Instructions for the task. Entries follow. Give back exactly the lines starting at the one containing "PR #1064, opened 2022-07-29" and ending at the one containing "with two attributes", and no other lines.

Source data.
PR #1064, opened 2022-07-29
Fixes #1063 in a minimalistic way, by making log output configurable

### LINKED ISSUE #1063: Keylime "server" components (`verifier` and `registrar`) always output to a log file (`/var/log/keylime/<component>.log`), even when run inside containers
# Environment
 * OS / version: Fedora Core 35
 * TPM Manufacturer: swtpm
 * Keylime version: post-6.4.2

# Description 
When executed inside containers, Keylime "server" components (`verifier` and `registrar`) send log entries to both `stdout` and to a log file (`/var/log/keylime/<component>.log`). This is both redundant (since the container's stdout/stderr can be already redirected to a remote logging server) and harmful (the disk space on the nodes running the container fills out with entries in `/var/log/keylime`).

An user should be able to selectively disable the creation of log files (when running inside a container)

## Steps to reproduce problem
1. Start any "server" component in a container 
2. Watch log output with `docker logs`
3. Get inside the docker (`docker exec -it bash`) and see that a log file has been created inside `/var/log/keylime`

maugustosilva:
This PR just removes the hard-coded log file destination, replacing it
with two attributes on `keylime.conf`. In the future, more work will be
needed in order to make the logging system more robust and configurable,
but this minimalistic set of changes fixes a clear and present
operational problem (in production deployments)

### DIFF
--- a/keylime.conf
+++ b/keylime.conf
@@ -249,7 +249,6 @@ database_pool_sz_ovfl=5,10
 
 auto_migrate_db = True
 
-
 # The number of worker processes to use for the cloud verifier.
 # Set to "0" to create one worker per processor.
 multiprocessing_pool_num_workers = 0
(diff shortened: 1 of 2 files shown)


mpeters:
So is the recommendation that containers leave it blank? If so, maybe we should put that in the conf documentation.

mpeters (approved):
---
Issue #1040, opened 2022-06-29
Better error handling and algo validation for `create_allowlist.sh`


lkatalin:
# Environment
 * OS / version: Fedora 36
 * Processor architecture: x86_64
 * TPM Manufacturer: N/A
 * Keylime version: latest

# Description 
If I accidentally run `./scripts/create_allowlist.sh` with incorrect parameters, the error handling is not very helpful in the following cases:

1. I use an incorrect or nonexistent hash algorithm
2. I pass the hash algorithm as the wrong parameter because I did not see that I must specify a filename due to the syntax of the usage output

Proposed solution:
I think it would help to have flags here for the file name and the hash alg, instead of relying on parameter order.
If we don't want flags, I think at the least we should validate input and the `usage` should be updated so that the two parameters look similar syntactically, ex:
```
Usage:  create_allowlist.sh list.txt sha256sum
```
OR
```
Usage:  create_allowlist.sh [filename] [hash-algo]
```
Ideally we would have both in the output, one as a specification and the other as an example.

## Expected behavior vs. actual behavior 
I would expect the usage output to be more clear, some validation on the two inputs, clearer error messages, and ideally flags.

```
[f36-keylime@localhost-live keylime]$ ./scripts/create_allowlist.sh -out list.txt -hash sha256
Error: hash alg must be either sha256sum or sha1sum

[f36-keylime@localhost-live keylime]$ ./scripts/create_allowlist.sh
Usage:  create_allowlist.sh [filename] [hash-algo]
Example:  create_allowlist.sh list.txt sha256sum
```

Answer space.
PR #1064, opened 2022-07-29
Fixes #1063 in a minimalistic way, by making log output configurable

### LINKED ISSUE #1063: Keylime "server" components (`verifier` and `registrar`) always output to a log file (`/var/log/keylime/<component>.log`), even when run inside containers
# Environment
 * OS / version: Fedora Core 35
 * TPM Manufacturer: swtpm
 * Keylime version: post-6.4.2

# Description 
When executed inside containers, Keylime "server" components (`verifier` and `registrar`) send log entries to both `stdout` and to a log file (`/var/log/keylime/<component>.log`). This is both redundant (since the container's stdout/stderr can be already redirected to a remote logging server) and harmful (the disk space on the nodes running the container fills out with entries in `/var/log/keylime`).

An user should be able to selectively disable the creation of log files (when running inside a container)

## Steps to reproduce problem
1. Start any "server" component in a container 
2. Watch log output with `docker logs`
3. Get inside the docker (`docker exec -it bash`) and see that a log file has been created inside `/var/log/keylime`

maugustosilva:
This PR just removes the hard-coded log file destination, replacing it
with two attributes on `keylime.conf`. In the future, more work will be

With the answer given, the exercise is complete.